The fact that there’s any kind of etymological connection between politics and long-winded speeches (or, for that matter, between politics and a word meaning “complete nonsense”) might come as little surprise. But the fact is that bunkum owes its existence to a tediously lengthy political speech delivered by US Congressman Felix Walker in 1820.

Born in Virginia in 1753, Walker was elected to Congress in 1817 as representative for Buncombe County, North Carolina. He spent a total of six years in the House, during which time Congress was tasked with debating the so-called Missouri Question—namely, whether the territory of Missouri should be admitted into the Union as a free or a slave state—in late 1819.

The debate rumbled on for several inconclusive months, until finally, just before the decisive vote was due to be taken, Congressman Walker stood to address the house on 25 February 1820. 

He went on to deliver a lengthy, rambling, and largely irrelevant 5,000-word speech—which, thanks to the wonders of the Internet, you can now torture yourself with here; to put that into perspective, Walker’s speech is around 1,000 words longer than the entire role of Hamlet. 



Felix Walker, inventor of the cure for insomnia

Walker’s speech went on and on and on. And on. And on. His exasperated colleagues repeatedly shouted him down and yelled at him to desist, but, undeterred, he continued talking and proudly explained that he was not, “speaking to the House, but to Buncombe.” 

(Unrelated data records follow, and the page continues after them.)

PR #17760, opened 2026-01-12
(Temporarily) remove 'Hide ActionBar on tap' in map

moving-bits:
## Description
As discussed in yesterday's dev meeting: Temporarily removing the "hide ActionBar on tap" functionality from map might make migration to a clean `Toolbar` / `MaterialToolbar` and (hopefully) resolving some edge2edge issues on the map easier.


moving-bits:
May be unnecessary, see PR #17775, therefore setting WIP label for now

moving-bits:
As discussed in today's dev meeting: Our approach is to remove `SupportActionBar` completely, hiding/unhiding toolbar should no longer be a problem then, therefore closing here.

PR #17767, opened 2026-01-14
fix #17747: Enhance Specials filter with popup selection for individu…

### LINKED ISSUE #17747: Feature Request: Improve “Special” Cache Types in Filters
### Tell us your idea!

While reviewing the filters page, and before reading existing threads on the topic, I found myself wondering what the “Special” and “Others” filters actually represent. This is not explicit to users, and even as a regular geocacher, I had difficulty interpreting them.

Does “Special” mean special events? How can users know which cache types are included there and which ones are placed under “Others”?

Important related issues in this discussion:

- https://github.com/cgeo/cgeo/issues/16376
- https://github.com/cgeo/cgeo/issues/11923

I am a software tester and QA, and I fully understand that too much information should not be placed on a single page, as this can negatively impact UI clarity and usability. Geocaching has a large number of cache types, and it is not practical to display all of them in a flat menu.

However, as of 2026, CCE, Block Party, and Giga-Events no longer exist, while Mega-Events and the occasional GPS Adventures Maze still do. Many geocachers would appreciate having these cache types filtered independently or, at the very least, handled in a clearer and more intuitive way.

Create an expandable filter group for Events, which would include:

- All event cache types
- GPS Adventures Maze (since it uses Attend logs, even though geocaching.com does not group it as an event in its own filters)

This expandable group could be placed either:

- On the main filters page, or
- On the advanced filters page

Behavior example:

- If the Events filter is disabled → the map shows no events
- If enabled (collapsed) → the map shows all events
- If expanded → the geocacher can selectively enable or disable specific event types

Pros

- Clearer and more intuitive filter structure
- Better discoverability of event-related cache types
- Reduced confusion around “Special” and “Others” categories
- Improved usability without cluttering the main UI

Cons

- Slightly increased complexity in filter logic
- Additional UI elements to maintain

### Is there an alternative?

_No response_

### Additional Information

_No response_

JakeDot:
…al event types

- Add custom click handler to COMMUN_CELEBRATION checkbox that opens multi-select dialog
- Implement partial special event type selection (MEGA_EVENT, GIGA_EVENT, etc.)
- Update TypeGeocacheFilter to support filtering individual special event types
- Use EnumSet for efficient enum collection handling
- Maintain accessibility by setting OnClickListener directly on checkbox
- Add unit tests for partial selection scenarios

The Specials checkbox now opens a dialog allowing users to select individual special event types instead of all-or-nothing. The filter correctly handles partial selections alongside other cache type filters.

Fix #17747

### DIFF
--- a/main/src/main/java/cgeo/geocaching/filters/core/TypeGeocacheFilter.java
+++ b/main/src/main/java/cgeo/geocaching/filters/core/TypeGeocacheFilter.java
@@ -6,7 +6,17 @@ import cgeo.geocaching.enumerations.CacheType;
 import cgeo.geocaching.models.Geocache;
 import cgeo.geocaching.utils.JsonUtils;
 
-import static cgeo.geocaching.enumerations.CacheType.*;
+import static cgeo.geocaching.enumerations.CacheType.BLOCK_PARTY;
+import static cgeo.geocaching.enumerations.CacheType.COMMUN_CELEBRATION;
+import static cgeo.geocaching.enumerations.CacheType.GCHQ;
+import static cgeo.geocaching.enumerations.CacheType.GCHQ_CELEBRATION;
+import static cgeo.geocaching.enumerations.CacheType.GIGA_EVENT;
+import static cgeo.geocaching.enumerations.CacheType.GPS_EXHIBIT;
+import static cgeo.geocaching.enumerations.CacheType.LOCATIONLESS;
+import static cgeo.geocaching.enumerations.CacheType.MEGA_EVENT;
+import static cgeo.geocaching.enumerations.CacheType.PROJECT_APE;
+import static cgeo.geocaching.enumerations.CacheType.UNKNOWN;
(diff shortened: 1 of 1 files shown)


JakeDot:
@bekuno do you know why adb seems to be unavailable in ci?

bekuno:
> @bekuno do you know why adb seems to be unavailable in ci?

Probably a memory recource problem on the Jenkins server.
We need @mucek4 to rstart it.

moving-bits:
I have contacted him...

JakeDot:
@moving-bits @eddiemuc is one of you into this stuff and can review?

eddiemuc:
> @moving-bits @eddiemuc is one of you into this stuff and can review?

The feature suggested in the original issue would have impact towards the GUI. Given that the topic of how to handle "filter by type" GUI-wise was subject to many discussions in the past, this issue is not read for implementation imho. So any PR for it might be in vain. So is review effort.

Codewise I don't understand why this feature should cause so many new codelines.

PR #17775, opened 2026-01-16
Migrate ActionBar to MaterialToolbar

### LINKED ISSUE #17403: ActionBar: replace with Toolbar?

moving-bits:
## Description
Migrates c:geo to using `MaterialToolbar` instead of AppCompat's `SupportActionBar`

This PR is built on top of #17711 as of today, fixing a couple of it's quirks and addressing some more loose ends.

Fixes #17403

## Known issues
(not all of them are necessarily related to this PR)
- [x] Settings: Extra padding at the top after having changed one item which recreates Activity (like setting theme)
- [x] Settings: Non-active radio button indicators are missing in `ListPreference` (eg: theme or language selection)
- [x] Submenus: Titles have wrong color in light mode (Map / CacheListActivity / CacheDetailsActivity)
- [ ] Coloring of Toolbar does not color system bar area
- [x] Viewpager activities have an extra padding between toolbar and content
- [x] Crash on viewing logbook image
- [x] Some extra spacing at the top in landscape mode
- [x] CacheListActivity has extra space at the bottom
- [x] filter bar in map is placed at the top instead of below toolbar
- [x] `MainActivity`: Update notifications are placed behind toolbar

### DIFF
--- a/main/src/main/java/cgeo/geocaching/CacheListActivity.java
+++ b/main/src/main/java/cgeo/geocaching/CacheListActivity.java
@@ -119,6 +119,7 @@ import android.widget.TextView;
 import androidx.annotation.NonNull;
 import androidx.annotation.Nullable;
 import androidx.annotation.StringRes;
+import androidx.core.graphics.Insets;
 import androidx.core.util.Consumer;
 import androidx.loader.app.LoaderManager;
 import androidx.loader.content.Loader;
@@ -440,6 +441,12 @@ public class CacheListActivity extends AbstractListActivity implements FilteredA
                 }
             }
         });
+    }
+
+    @Override
+    @NonNull
+    protected Insets calculateInsetsForActivityContent(@NonNull final Insets def) {
+        return calculateInsetsWithToolbarInPortrait(def);
     }
 
     @Override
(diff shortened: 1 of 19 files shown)


moving-bits:
Ready for review, all issues known up to now are fixed (except coloring of system bar, but that could/should be handled separately).

moving-bits:
retest this please

moving-bits:
Failing tests are unrelated (some OC stuff)

moving-bits:
Retest this please

murggel:
@moving-bits  PR #17879 makes the text of status bar readable, coloring of status bar is still open

moving-bits:
> @moving-bits PR #17879 makes the text of status bar readable

Thanks for fixing!

moving-bits:
> coloring of status bar is still open

should be fixed with #17891

PR #17777, opened 2026-01-17
Some more cleanup after raising minAPI to 26

moving-bits:
## Description
After raising min API to 26, we no longer need some mitigations for insets creation, which leads to a smaller signature of `InsetsBuilder` as well.


bekuno:
retest this please

bekuno:
retest this please

PR #17778, opened 2026-01-17
Fix some lint errors

moving-bits:
## Description
- remove unused preference key
- remove unused drawable
- use `RequireAPI` instead of `TargetAPI` + add formal check


bekuno:
retest this please

main/src/main/java/cgeo/geocaching/permission/PermissionContext.java
```diff
@@ -24,7 +23,7 @@ public enum PermissionContext {
     LOCATION(new String[]{Manifest.permission.ACCESS_COARSE_LOCATION, Manifest.permission.ACCESS_FINE_LOCATION}, R.string.permission_location_explanation, R.string.permission_location_explanation_title),
     SEARCH_USER_IN_CONTACTS(new String[]{Manifest.permission.READ_CONTACTS}, R.string.permission_contacts_read_explanation, R.string.permission_contacts_read_explanation_title),
     LEGACY_WRITE_EXTERNAL_STORAGE(new String[]{Manifest.permission.WRITE_EXTERNAL_STORAGE}, R.string.permission_legacy_write_external_storage_explanation, R.string.permission_legacy_write_external_storage_explanation_title),
-    @TargetApi(33) // permission will only be requested on API 33+ devices (see InstallWizardActivity)
+    @androidx.annotation.RequiresApi(33) // permission will only be requested on API 33+ devices (see InstallWizardActivity)
```
bekuno: Please use a import statement

bekuno (changes requested):
There is another `@TargetApi(33)`statement in `PermissionContext`.
Although it is not marked by lint as a problem, I assume we can also switch to `@RequiresApi(33)`, can't we?

main/src/main/java/cgeo/geocaching/permission/PermissionContext.java
moving-bits: done

moving-bits:
> There is another `@TargetApi(33)`statement in `PermissionContext`.

Where? AFAICS notifications permission was the only one.

bekuno:
> > There is another `@TargetApi(33)`statement in `PermissionContext`.
> 
> Where? AFAICS notifications permission was the only one.

https://github.com/cgeo/cgeo/blob/536e4c72ac4101843b100d57003424526a420415/main/src/main/java/cgeo/geocaching/permission/PermissionContext.java#L27

bekuno:
retest this please

bekuno:
Now there are 2 lint errors in the CI run (https://ci.cgeo.org/job/cgeo-CI_PR-build/14181/console):
~~~
src/main/java/cgeo/geocaching/InstallWizardActivity.java:74: Error: Field requires API level 33 (current min is 26): NOTIFICATIONS [NewApi]
    private final PermissionAction<Void> askNotificationsPermissionAction = PermissionAction.register(this, PermissionContext.NOTIFICATIONS, b -> gotoNext());
                                                                                                                              ~~~~~~~~~~~~~
src/main/java/cgeo/geocaching/InstallWizardActivity.java:420: Error: Field requires API level 33 (current min is 26): NOTIFICATIONS [NewApi]
        return PermissionContext.NOTIFICATIONS.hasAllPermissions();
                                 ~~~~~~~~~~~~~

   Explanation for issues of type "NewApi":
   This check scans through all the Android API calls in the application and
   warns about any calls that are not available on all versions targeted by
   this application (according to its minimum SDK attribute in the manifest).

   If you really want to use this API and don't need to support older devices
   just set the minSdkVersion in your build.gradle or AndroidManifest.xml
   files.

   If your code is deliberately accessing newer APIs, and you have ensured
   (e.g. with conditional execution) that this code will only ever be called
   on a supported platform, then you can annotate your class or method with
   the @TargetApi annotation specifying the local minimum SDK to apply, such
   as @TargetApi(11), such that this check considers 11 rather than your
   manifest file's minimum SDK as the required API level.

   If you are deliberately setting android: attributes in style definitions,
   make sure you place this in a values-vNN folder in order to avoid running
   into runtime conflicts on certain devices where manufacturers have added
   custom attributes whose ids conflict with the new ones on later platforms.

   Similarly, you can use tools:targetApi="11" in an XML file to indicate that
   the element will only be inflated in an adequate context.
~~~

main/src/main/java/cgeo/geocaching/InstallWizardActivity.java
```diff
@@ -39,7 +40,7 @@ public class InstallWizardActivity extends AbstractActivity {
     private static final String BUNDLE_CSAH = "csah";
     private static final String BUNDLE_BACKUPUTILS = "backuputils";
 
-    private static final boolean DO_LEGACY_WRITE_STORAGE = android.os.Build.VERSION.SDK_INT < android.os.Build.VERSION_CODES.Q; // < SDK29
+    private static final boolean DO_LEGACY_WRITE_STORAGE = Build.VERSION.SDK_INT < android.os.Build.VERSION_CODES.Q; // < SDK29
```
bekuno: Please also shorten `android.os.Build.` to `Build.` on the secend place.

PR #17780, opened 2026-01-18
Move background maps path to public folder with fallback

JakeDot:
## Description

Makes background maps loadable from public maps directory additional to old folder in app internal directory.

See jakedot/cgeo#152


JakeDot:
This approach doesn't work because the mbtiles library only accepts file based folders and doesn't work with SAF.

moving-bits:
> This approach doesn't work because the mbtiles library only accepts file based folders and doesn't work with SAF.

That's because mbtiles files are basically SQLite database files, and SQLite database API does not support SAF, it only works with `File` access. That's why I had to use a public app-specific folder which is accessible using `File` API for reading background maps.

An alternative to using that folder would have been to read the mbtiles file from an arbitrary location using SAF file picker, then copy it to an app-internal folder (which can be accessed using `File` API), but then you would end up with two copies of the file, one of which would not be directly accessible for the user.

PR #17790, opened 2026-01-25
Remove triangular UnifiedMap marker image

moving-bits:
## Description
Removes the orange triangular "UnifiedMap" marker image, which we had used in the past to distinguish screenshots for deprecated maps from screenshots for UnifiedMap. This is no longer needed, as we have removed the old map implementations meanwhile.


moving-bits:
retest this please

moving-bits:
failing tests are unrelated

Out of everything that he said that day, it was this pithy explanation that proved to be the most significant. Soon, saying or doing something “for Buncombe” slipped into American slang to mean “doing something purely to please other people”, and the mid-1800s, it was being so widely used that its original spelling Buncombe was lost, and it was the newly-simplified bunkum that ultimately became a byword for political claptrap, empty promises, and eventually utter nonsense. 

The clipped form bunk followed in the early 1900s, and we’ve been debunking things since 1923. 

Felix Walker, meanwhile, is now commemorated on a plaque in his home county of Buncombe for, quite rightly, giving a “new meaning to the word.”